31 The same is true in relation to whether the Reviewer properly considered and made a finding as to whether the appellant had worked with the LTTE. That this claim was considered by the Reviewer is clear from his reasons as it is referred to at various points. However, the Reviewer does not expressly reject it. While it would have been better for the Reviewer to expressly do so I consider that his rejection of this claim is contemplated within his global rejection of the appellant's account of his history. In my view his Honour was correct in concluding that the Reviewer comprehensively rejected the appellant's credit and did not believe the appellant in relation to the various matters of fact which were fundamental to his claim of a well founded fear of persecution.

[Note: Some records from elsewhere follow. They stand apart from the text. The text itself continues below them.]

PR #1463, opened 2018-02-22
Use Python 3 for tests

smcv:
As requested on #1457, here's the patch I used in Debian to run all tests in a version of Python that is not approaching EOL.

An alternative to this would be to use `$(PYTHON)` as populated by `configure.ac`, but to work for the installed-tests that would require messing around with `.in` files and I'm not sure whether that's really worth the effort.

### DIFF
--- a/ci/travis-install.sh
+++ b/ci/travis-install.sh
@@ -110,7 +110,7 @@ case "$ci_distro" in
             libcurl4-openssl-dev \
             procps \
             zlib1g-dev \
-            python-yaml \
+            python{,3}-yaml \
             ${NULL}
 
         if [ "$ci_in_docker" = yes ]; then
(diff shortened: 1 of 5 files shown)


ci/travis-install.sh
```diff
@@ -110,7 +110,7 @@ case "$ci_distro" in
             libcurl4-openssl-dev \
             procps \
             zlib1g-dev \
-            python-yaml \
+            python{,3}-yaml \
```
smcv: python3-yaml only should be enough on Debian/Ubuntu now that we're using python3 everywhere. python-yaml (which means Python 2) isn't in the Build-Depends any more for the production builds in Debian, and those work fine.

smcv:
I'm no expert on Red Hat derivatives, but your CI changes look entirely reasonable.

cgwalters:
@rh-atomic-bot r+ 88892d9

cgwalters:
@rh-atomic-bot retry

cgwalters:
@rh-atomic-bot retry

32 The rejection of each of the appellant's claims is also clear from the Reviewer's specific finding that the appellant "did not and does not have a genuine fear of persecution in Sri Lanka". The finding that the appellant was not actually in fear of persecution at all is a comprehensive rejection of his account. Its effect is that he cannot meet the test in the Refugee Convention that he have a well-founded fear of persecution: Iyer v Minister for Immigration and Multicultural Affairs [2000] FCA 1788 per Heerey, Moore and Goldberg JJ at [29].
33 Finally, the appellant contends in the Notice of Appeal that the Reviewer's reasons were "neither logical or rational". I can discern nothing in the reasons which lacks logic or rationality, and in particular there is no apparent perversity or manifest error which might give rise to a finding of jurisdictional error.